In another example, when a voxel map is generated from the point clouds over time with respect to the three-dimensional space obtained by the sensing device 100, in the voxel map, the sensing device 100 may determine the installation abnormality of the sensing device 100 by comparing a ratio of the number of voxels forming a first static point cloud to the number of all voxels forming the determined static object area with a ratio of the number of voxels forming a second static point cloud to the number of all voxels forming the determined static object area.

For convenience of explanation, although the sensing device 100 is described on an assumption of being installed on a fixed structure, the sensing device 100 may be installed not only on a fixed structure, but also on a moving structure. For example, when the sensing device 100 is installed on a vehicle or a drone, as a three-dimensional space is changed according to the movement of the vehicle or drone, the position of a static object in the three-dimensional space may be changed in the space information map. However, when the vehicle or drone repeatedly passes through the same space, point clouds of the same space may be obtained based on the position information of the vehicle or drone. In another example, when a structure on which the sensing device 100 is installed periodically rotates by a certain angle in order to monitor a relatively large space, the sensing device 100 may obtain a point cloud of a three-dimensional space obtained at the same angle as a point cloud for the same space.

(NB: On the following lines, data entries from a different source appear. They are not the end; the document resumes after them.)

PR #687, opened 2019-08-11
Some cwl changes: new files, keyval fixing, and several updates

muzimuzhi:
Main changes
 - add new cwl files for `keyval`, `blindtext`, and `mwe` packages
 - fix missing `=` in keyval list `key#true,false`, <BR>this influences cwl files for `datatool`, `graphicx`, `hyperref`, `listings`, `mathtools`, `siunitx`, and `yathesis`
 - update cwl files for `float`, `graphicx`, `lipsum`, and `pgfplots` to their latest version, including minor fixing

I can split this pr into three if the maintainers think the topics covered is a bit dispersive.


sunderme:
Leaving away = in case of true/false is intentional because keyval=true is the same like just "keyval" (which I prefer)...

muzimuzhi:
Using the following test, I confirmed that cwl lines like `key=#true,false` can still help user type in `key=true` and `key=false`. 
 * I will revert the related changes. 
 * Also, `tcolorbox.cwl` contains 1000+ `key=#true,false` lines. I will change them to `key#true,false` form.

------

Test (use `|` to denote the position of cursor):
 - load `graphicx`, then input `\includegraphics[|]{}`
 - hit "ctrl + space" and the auto-completion window pops up
 - select key `draft`, hit "enter" to get `\includegraphics[draft|]{}`
 - type in `=`, then hit `ctrl + space` again, and the auto-completion window containing options "true" and "false" pops up

muzimuzhi:
Other two things:
 - `tcolorbox.cwl` is a 40k+ line file, I will check if we can reduce its size later (not in this pr of course).
 - It is better to document the special use and effect (as described in the above "test") of `key#true,false` in `usermanual_en.html`

sunderme:
Thanks

Issue #690, opened 2019-08-15
Compiling of custom commands gets stuck


dirkziegenbalg:
### Environment
- TeXstudio: 2.12.16 (git 2.12.16-52-ga7fd0a3) starting with 2.12.16
- Qt: 5.12.1
- OS: Windows 10
- TeX distribution: miktex

### Expected behavior

custom command should close an eventually open PDF in Adobe Acrobat and start compiling afterwards

### Actual behavior

Command gets stuck after sending the DDE command to Acrobat and the compiling interface (buttons, etc.) is deactivated. The compilation command is not executed. Calling the custom commands separately doesn't cause any issues.  It's not possible to start any compilation until Texstudio is restarted.

The command runs well with Texstudio 2.12.14. Issues started with version 2.12.16 and is still present with the latest git version.

### How to reproduce
Use the following custom build command:

close-adobe:Close ----> dde:///"C:\Program Files (x86)\Adobe\Acrobat DC\Acrobat\Acrobat.exe":acroviewA19/control/[DocClose("?am.pdf")][FileClose("?am.pdf")]"

create:create_with_close ---->   txs:///close-adobe | txs:///pdftex_user

pdftex_user:create_pdf ----> pdflatex.exe -shell-escape -synctex=1 -interaction=nonstopmode %.tex

MeanSquaredError:
Did you build it on Windows yourself or did you use a custom build?
I would say that the dde commands are the prime suspects, although I do not have a TexStudio Windows build for testing.

You can try replacing pdflatex.exe with a no-op (empty) batch file. E.g. something like this 
pdftex_user:create_pdf ----> noop.bat, where noop.bat is an empty file. And then see if the UI lockup still persists. If the lockup persists then DDE is the suspect.

dirkziegenbalg:
I downloaded the file from bintray (build from 11.8.19) but the issue 
also exists in the official 2.12.16 version.

Just checked again with the build from 11.8.19 and the issue persists 
with the noop.bat. TXS UI is till locked up and the batch file is not 
executed.

When I reinstall version 2.12.14 every runs fine as expected. The batch 
file as well as pdflatex are executed.


Am 16.08.2019 um 12:43 schrieb MeanSquaredError:

MeanSquaredError:
Hi,
Does the UI lockup happen with TexStudio 2.12.16 if you replace the command in close-adobe:Close with an empty noop.bat? That is 

close-adobe:Close ----> noop.bat

[...]

PR #695, opened 2019-08-19
Fix a lockup in BuildManager::waitForProcess

MeanSquaredError:
This pull request fixes the issue reported in https://github.com/texstudio-org/texstudio/issues/690
The bug is caused by a race condition in BuildManager::waitForProcess. If that method is given a process that has already ended, then the method will wait forever.


sunderme:
thanks

dirkziegenbalg:
thanks

PR #696, opened 2019-08-23
Disable all GCC optimizations when building a debug binary

MeanSquaredError:
Currently BUILD.sh and texstudio.pro enable GCC optimizations (-O2) when building a debug binary. This complicates debugging of texstudio because many local variables are optimized out.
The proposed pull request disables all optimizations for debug builds.


sunderme:
Thanks

PR #708, opened 2019-08-29
Fix a crash when undoing/redoing code with labels and other structure elements

MeanSquaredError:
There is an easily reproducible crash that occurs when a user uses multiple undo/redo on code that contains labels or other structure elements.

How to reproduce the crash:

1. Create a simple tex file with only two lines:
\label{abc}
\label{def}

2. In the structure view panel on the left open tree with the labels. Right click on the "def" label (the second label), select "Find usages", then in the "Replace by" box enter "def2" (any different name will do), then click the [Replace all] button.

3. In the structure view panel on the left right click on the "abc" label (the first label), select "Find usages", then in the "Replace by" box enter "abc2" (any different name will do), then click the [Replace all] button.

4. Then in the main text window click the undo (CTRL-Z) and redo (CTRL-SHIFT-Z) shortcuts in the following order.

CTRL-Z (undo)
CTRL-Z (undo)
CTRL-SHIFT-Z (redo)
CTRL-SHIFT-Z (redo)
CTRL-Z (undo)
CTRL-Z (undo)
CTRL-SHIFT-Z (redo)
CTRL-SHIFT-Z (redo)
CTRL-Z (undo)
CTRL-Z (undo)
CTRL-SHIFT-Z (redo)
CTRL-SHIFT-Z (redo)

It usually takes 2-3 undo-redo loops until TexStudio crashes.

The reason for the crash is that the structure view panel on the left uses a QTreeView control which implements QItemSelectionModel that keeps the current selection in persistent indexes (QPersistentModelIndex)
These persistent indexes should be updated when the code in LatexDocument::patchStructure adds and removes rows. However patchStructure does not send update notifications for most changes (it only notifies for category addition/removal).
So once the persistent indexes go out of sync with the actual entries in the tree view and sooner or later it tries to reference an already freed StructureEntry item (the data item for QPersistentModelIndex). Such attempt to work with an already freed StructureEntry data causes a crash.

The only reasonable solution is to keep any persistent indexes (QPersistentModelIndex) in sync with the QTreeView items which means that we must notify the control of any changes to the data items either explicitly through changePersistentIndex/changePersistentIndexList or implicitly by calling the member functions beginInsertRows/beginMoveRows/beginRemoveRows/endInsertRows/endMoveRows/endRemoveRows.

The proposed patch uses the second approach since the code already has most of the infrastructure for that it arguably it is the proper solution anyway because these member functions will call take care of the calculations that we would have to do if we were to use changePersistentIndex/changePersistentIndexList.

The updated code seems to work correctly for me and it does not crash. However it is a significant change so maybe it needs more thorough testing.

### DIFF
--- a/src/latexdocument.cpp
+++ b/src/latexdocument.cpp
@@ -2194,30 +2194,57 @@ void LatexStructureMergerMerge::mergeChildren(StructureEntry *se, int start){
 		mergeStructure(oldChildren[i]);
 }
 
+bool LatexDocument::IsInTree (StructureEntry *se)
+{
+	Q_ASSERT(se);
+	while (se) {
+		if (se->type == StructureEntry::SE_DOCUMENT_ROOT) {
+			return true;
+		}
+		se = se->parent;
+	}
+	return false;
+}
+
 void LatexDocument::removeElementWithSignal(StructureEntry *se)
 {
+	int sendSignal = IsInTree(se);
 	int parentRow = se->getRealParentRow();
 	REQUIRE(parentRow >= 0);
-	emit removeElement(se, parentRow);
+	if (sendSignal) {
+		emit removeElement(se, parentRow);
+	}
 	se->parent->children.removeAt(parentRow);
 	se->parent = nullptr;
-	emit removeElementFinished();
+	if (sendSignal) {
+		emit removeElementFinished();
+	}
 }
 
 void LatexDocument::addElementWithSignal(StructureEntry *parent, StructureEntry *se)
 {
-	emit addElement(parent, parent->children.size());
+	int sendSignal = IsInTree(parent);
+	if (sendSignal) {
+		emit addElement(parent, parent->children.size());
+	}
 	parent->children.append(se);
 	se->parent = parent;
-	emit addElementFinished();
+	if (sendSignal) {
+		emit addElementFinished();
+	}
 }
 
 void LatexDocument::insertElementWithSignal(StructureEntry *parent, int pos, StructureEntry *se)
 {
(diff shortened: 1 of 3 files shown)


MeanSquaredError:
The crash happens in Linux with Qt 5.11.3. TexStudio is the latest source downloaded from github and built from source.

sunderme:
This will take a little more time to review, I take a look during the week-end.

MeanSquaredError:
Sure. It is a non-trivial change so it takes some time to verify it.

I was looking for a simpler fix, but after trying a few simpler hacks, none of them worked reliably. The problem is that QTreeView/QItemSelectionModel relies on keeping valid persistent indexes to the structure view elements (rows of LatexDocumentsModel), so one has to maintain these persistent indexes somehow.

Maybe another solution would be to clear the selection after each change, but it is more of a hack and we wouldn't have a guarantee that it would always work.

Another part of the problem is that LatexDocument::patchStructure is quite big and difficult to maintain and modify. I guess it might be a good idea to refactor it and split it into smaller functions. But then agian that is a different issue.

MeanSquaredError:
Actually memory corruption starts quite early on during the undo/redo cycle. The two renames and the first two CTRL-Z (undos) are sufficient for the persistent indexes to get corrupted and to start using invalid StructureEntry pointers. In my case running a debug build of TexStudio under gdb or valgrind makes the debugger the second undo is sufficient to make the debugger complain about access to freed memory. The release build takes several of the double undo/redo cycles to crash.

sunderme:
test compile looks okay. I will merge it and then we can see if something unexpected comes up

PR #713, opened 2019-09-02
minor changes to declare-catch regex

muzimuzhi:
Main changes:
 - add support for `\edef`, `\gdef`, and `\xdef`, whose syntax is identical to `\def`'s
 - allow empty default value for optional argument, e.g., `\newcommand\abc[1][]{code}`
 - allow optional star right after `\newenvironment`, see [related doc](https://latexref.xyz/_005cnewenvironment-_0026-_005crenewenvironment.html#g_t_005cnewenvironment-_0026-_005crenewenvironment)


sunderme:
thanks

PR #714, opened 2019-09-04
Allow the user to optionally skip the installation after building

MeanSquaredError:
In some cases when debugging TexStudio it makes sense to build it without a following installation, for example if there is already an installed stable version of TexStudio and the newly build version will be run from the source directory.

The proposed patch adds a new option to BUILD.sh that allows the user to optionally skip the installation after building.


sunderme:
I don‘t see the necessity , but I don‘t use build.sh either...

thanks

PR #723, opened 2019-09-13
Add CWL files for the MinionPro font

MeanSquaredError:
Add CWL files for the MinionPro font. This works around https://github.com/texstudio-org/texstudio/issues/716 when TXS crashes with memory allocation error while generating the .cwl files. Most likely the problem happens while it tries to generate MinionPro-FontDef.cwl

It looks like the users computer has some kind of memory allocation limit applied to TXS, but we were unable to find out how exactly it is applied. Alternatively it could also be some kind of memory corruption bug but I am unable to fully reproduce the issue on my computer and Valgrind does not complain about any memory corruption while TXS parses the MinionPro .sty files.


muzimuzhi:
More minor improvement can be done. I will prepare a cleaner cwl (group) for MinionPro in at most 2 days.

sunderme:
after looking into documentation, I would suggest to generate MnSymbols.cwl (which is the math symbols) and maybe MinionPro.cwl, just to load MnSymbol.

Is there going to be an update here ?

MeanSquaredError:
Do you mean to create a stub MinionPro.cwl that would contain a single command including MnSymbols.cwl ?

Regarding the update - I am not sure. Maybe @muzimuzhi can comment on the update since he suggested it. If he has an update, he can submit a new pull request and then I will close this one. Alternatively he can send me the updated files and I will update this pull request.

sunderme:
Basically,yes

MeanSquaredError:
OK, I will prepare an update that uses MnSymbols.cwl

MeanSquaredError:
I replaced the previous MinionPro CWL files with other two files as per your suggestion:

`MnSymbol.cwl` this is the autogenerated CWL file for the MnSymbol package.
`MinionPro.cwl` this is a stub CWL file which includes MnSymbol.cwl

sunderme:
nearly there.
I would remove the #S in MnSymbol.cwl as the commands are really used for completion, as they valid math symbols.

MeanSquaredError:
Updated again to remove the S classifier from the commands in MnSymbol.cwl

sunderme:
Thanks

sunderme:
Do you want to put your name into the about dialog ?

MeanSquaredError:
Sure, please add "Vesselin Atanasov" to the list.

Issue #712, opened 2019-09-02
Feature Request: support xparse-style declarations when auto-generating cwl


muzimuzhi:
Currently, only latex2e-style declarations like `\newcommand` and `\newenvironment` are analysed in the process of auto-generating cwl files.

Nowadays, more and more new packages are (re)written using new declaration commands provided by `xparse` pacakge (which is based on latex3). Before the related cwl files are manually added into txs, maybe it is better to support `xparse`-style declarations at code level first.

A bnf-like description of these new declaration could be [found here](https://github.com/muzimuzhi/personal-notes/blob/master/sub/latex-xparse.md#syntax)), and the first part is as follow
```abnf
xparse-declare ::= cmd-declare <cmd name> arg-spec <definition code>
                 | env-declare <env name> arg-spec <begin code> <end code>

cmd-declare    ::= "\\" prefix ["Expandable"] "DocumentCommand"
env-declare    ::= "\\" prefix "DocumentEnvironment"
prefix         ::= "New" | "Renew" | "Provide" | "Declare"

arg-spec       ::= argument*
argument       ::= processor* [modifier] arg-type
```
Parsing `<cmd namd>` is not a problem, but counting the exact number of arguments may take some effort.

PS: I wonder if regex can parse `> {\SplitList{,}} m` to `m`, since it seems need a stack (to skip paired braces).

muzimuzhi:
This relates function `parseLine` in file `latexstyleparser.cpp`.

sunderme:
do you have an example package which uses xparse as a method t test against ?

muzimuzhi:
For example, packages `menukeys`, `lipsum`, and `siunitx` (ordered by length of source code, from shorter to longer). Some, but not all of the packages using `xpares` can be found in https://ctan.org/topic/expl3.

------

If counting the number of arguments is not considered, the regex of `\NewDocumentCommand`-like and `\NewDocumentEnvironment`-like ones can be
```cpp
// for convenience, "\" is not escaped
QRegExp reXparseCom("\\(?:New|Provide|Declare)(?:Expandable)?DocumentCommand\s*\{\s*(\\\w+)\s*\}");
QRegExp reXparseComNoBrace("\\(?:New|Provide|Declare)(?:Expandable)?DocumentCommand\s*(\\\w+)");
QRegExp reXparseEnv("\\(?:New|Provide|Declare)DocumentEnvironment\s*\{\w+\}")
```
[...]

PR #730, opened 2019-09-25
Generate .cwl commands based on xparse definitions

MeanSquaredError:
@muzimuzhi @sunderme

This patch implements the feature request #712
by adding support for parsing xparse definitions and generaing .cwl definitions for the corresponding commands and environments.

The implementation has a couple of limitations:

A) When an xparse command is used to define a command or environment the name of the command/environment and the argument definition must be on the same line.

So this definition will be recognized

`\NewDocumentCommand{\foo}{m o}`
`{#1}`

while this definition will not be recognized

`\NewDocumentCommand{\foo}`
`{m o}{#1}`

All of the packages that I checked use the first type of definition so it shouldn't be a real problem in most cases. However the xparse documentation gives an example where the the argument definition is on the next line, so such a definition would not be recognized.
Adding support for definitions (where the arguments definition group is on the next line) would require a major rewrite of the parser.

B) The following xparse argument types are recognized:
`m o O s r R d D` are handled (sort of) properly (the .cwl language is not flexible enough to handle all the edge cases but these should work more or less).
`! +` (modifiers) are ignored (probably the right thing to do anyway).

`> {...}` (processing filters) are ignored (this is probably the right thing to do anyway).
`v b e E` are not supported and ignored. I guess I could add support for these if there are real-life packages that use them (and if I am able to figure out what these argument types actually do).
`l u g G` are obsolete and not supported by the parser implementation. Again I could add support for them if there are any real-life packages that use these argument types.

Implementing xparse required some changes to the parser so it probably needs extensive testing. I tried it with a few sample files and it seems to work fine, but more testing is required.
This is a small sample class file that I used while testing the xparse cwl support:

`\NeedsTeXFormat{LaTeX2e}`
`\ProvidesClass{myclass}[2019/09/25 My test class]`
`\LoadClass[letterpaper,oneside]{amsart}`
`\NewDocumentEnvironment { twice }{ +b O{\ttfamily} rAB }`
`{#2#1#2} {}`
`\NewDocumentCommand{\foo}{dAB s}{#1}`

The xparse environment and command are meaningless but they are simple and you can test the parser by making small modifications to the command and environment argument definitions.


sunderme:
Have you checked that the parsing of normal style files does not fail ?

MeanSquaredError:
The updated parser code generates correctly the .cwl files for the amsart class and the related packages that amsart requires. It also works correctly for a custom class based on the amsart class.

sunderme:
Thanks

Issue #728, opened 2019-09-25
How do I prohibit biber runs when storing the bbl file in a subdirectory?


bushfeuer:
To keep my working folder clean, I configured pdflatex to store the aux files in a subdirectory with `pdflatex.exe -aux-directory=aux`.
I also configured biber to store its output to the same folder:
`biber.exe --output_directory aux`
I then added this folder to the additional search path in the "build" menu of Texstudio by adding `.\aux`.

### Environment
- TeXstudio: 2.12.16
- Qt: 5.12.1
- OS: Windows 10 Pro x64
- TeX distribution: MikTeX

### Expected behavior
Texstudio doesn't run pdflatex and biber multiple times every time I use the "Build&View" or "Compile" commands.

### Actual behavior

Once the bbl file is not stored in the same directory as the tex files, Texstudio uses biber every time I use the "Build&View" or "Compile" commands. This is not the case when the bbl file is in the directory of the tex files. 

Is there any way to prevent the automatic execution of biber when the bbl file is in a different directory? The procedure takes quite some time compared to a single run of pdflatex...

MeanSquaredError:
I have never used biber but looking at the source code at
https://github.com/plk/biber/blob/dev/bin/biber
more specifically line 25, GetOptions(...)
it looks like the output-directory should be specified with an extra equal sign after the option name, i.e.
`--output-directory=path\to\your\directory`
Not sure if the Perl parser really needs the equal sign or it can use space instead of it.
Also you may try specifying the absolute pathname of your output directory, so the full command line could look like this:
`biber.exe --output_directory "C:\Users\MyUser\MyDir\aux\\"`
(note the double backslash ( \\ ) at the end of the path in order to prevent the backslash from escaping the double quote ".

Overall, you can try running biber from Windows command prompt and once you are sure that it works correctly and outputs the file in the correct directory, specify it as a command in TexStudio.

MeanSquaredError:
Sorry, ignore my previous message, it seems that the actual problem is with TexStudio and not with Biber

MeanSquaredError:
I will try preparing a patch for that, but I have a few other patches in the queue, so it may be a week or so before it is ready.

sunderme:
How does pdflatex find the bbl/blg files ?

MeanSquaredError:
[...]

PR #735, opened 2019-10-01
When looking for .bbl files also check in the additional PDF search paths

MeanSquaredError:
Right now TXS decides whether to recompile the .bib files by comparing the timestamps of the .bib files with the timestamp of the output .bbl file. If the .bbl file is created in a directory other than the input .tex file, TXS is unable to find the output .bib file and runs the .bib compiler each time when the .tex document is compiled.

This slows down recompilation of the .tex file as reported in https://github.com/texstudio-org/texstudio/issues/728
The proposed patch works around this issue by also looking in the additional PDF search directories when searching for the compiled .bbl file.

On a side note:

1. We probably need support for a directory containing all kinds of temporary output files (bibliography, synctex, etc.). By default it should be the directory where the .tex and/or .pdf files are located but it could be a separate directory. I don't have a clear idea how this should be organized so I am mentioning it in case someone wants to discuss this feature.

2. The different findFile, findFileInPath, findAbsoluteFilePath seem to need overhaul and/or unification. The different logfile methods could move some of their code into the overhauled search functions too.

### DIFF
--- a/src/texstudio.cpp
+++ b/src/texstudio.cpp
@@ -5916,12 +5916,14 @@ void Texstudio::runBibliographyIfNecessary(const QFileInfo &mainFile)
 
 	QList<LatexDocument *> docs = rootDoc->getListOfDocs();
 	QSet<QString> bibFiles;
-	foreach (const LatexDocument *doc, docs)
-		foreach (const FileNamePair &bf, doc->mentionedBibTeXFiles())
+	foreach (const LatexDocument *doc, docs) {
+		foreach (const FileNamePair &bf, doc->mentionedBibTeXFiles()) {
 			bibFiles.insert(bf.absolute);
-    if(bibFiles.isEmpty()){
-        return; // don't try to compile bibtex files if there none
-    }
+		}
+	}
+	if(bibFiles.isEmpty()) {
+		return; // don't try to compile bibtex files if there none
+	}
 	if (bibFiles == rootDoc->lastCompiledBibTeXFiles) {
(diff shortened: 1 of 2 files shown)


MeanSquaredError:
Actually thinking about it I am not sure if the additional PDF search paths is the correct setting that should be used.

We could use the additional log search paths (usually log files are placed in the temporary output directory).

Or we could have a separate setting, although it is probably not worth to have a separate setting just for the bibliography temp files.

So I am not really sure about the correct solution with the current organization of directories in TXS.

sunderme:
I would go for the log directory as they are probably moved there as well whereas the pdf is not.

MeanSquaredError:
Sounds right, given that  -aux-directory in miktex/pdflatex seems to change the output directory for the intermediate files only and not for the final .pdf.

I will update the patch to use the logfile directory instead.

MeanSquaredError:
I updated the code so now it searches for the .bbl files in the .tex file directory and in the additional logfile directories. After some testing it works reliably for me.

On an unrelated note, both with the old bibliography update code (before this pull request) and my new code I am hitting now and then some kind of weird caching bug. It seems that even if you update the timestamp of the .bib file QFileInfo still reads the old timestamp. I suspect some kind of interaction between the linux filesystem and QFileInfo caching (or maybe a Qt bug), but I cannot reproduce it reliably. It happens very rarely and now it completely stopped happening. So if someone can reproduce it reliably let me know.

sunderme:
Thanks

Each of the embodiments described above may be provide in the form of a computer program or an application stored in a medium, to perform certain operations to perform a method of sensing the installation abnormality of the sensing device 100. In other words, each of the embodiments described above may be provide in the form of a computer program or an application stored in a medium, to perform, by at least one processor of the sensing device 100, certain operations of a method of detecting installation abnormality.

The above-described embodiments may be implemented in the form of a computer-readable storage medium that stores instructions and data executable by a computer or processor. At least one of the instructions and data may be stored in the form of program code, and when executed by a processor, may generate a certain program module and perform a certain operation. The computer-readable storage medium may include read-only memory (ROM), random-access memory (RAM), flash memory, CD-ROMs, CD-Rs, CD+Rs, CD-RWs, CD+RWs, DVD-ROMs, DVD-Rs, DVD+Rs, DVD-RWs, DVD+RWs, DVD-RAMs, BD-ROMs, BD-Rs, BD-R LTHs, BD-REs, magnetic tapes, floppy disks, magneto-optical data storage devices, optical data storage devices, hard disks, solid-state disks (SSDs), and any devices capable of providing instructions or software, associated data, data files, and data structures to a processor or computer so as to execute the instructions.

While this disclosure has been particularly shown and described with reference to preferred embodiments thereof, it will be understood by those of ordinary skill in the art that various changes in form and details may be made therein without departing from the spirit and scope of the disclosure as defined by the appended claims. The preferred embodiments should be considered in descriptive sense only and not for purposes of limitation. Therefore, the scope of the disclosure is defined not by the detailed description of the disclosure but by the appended claims, and all differences within the scope will be construed as being included in the disclosure.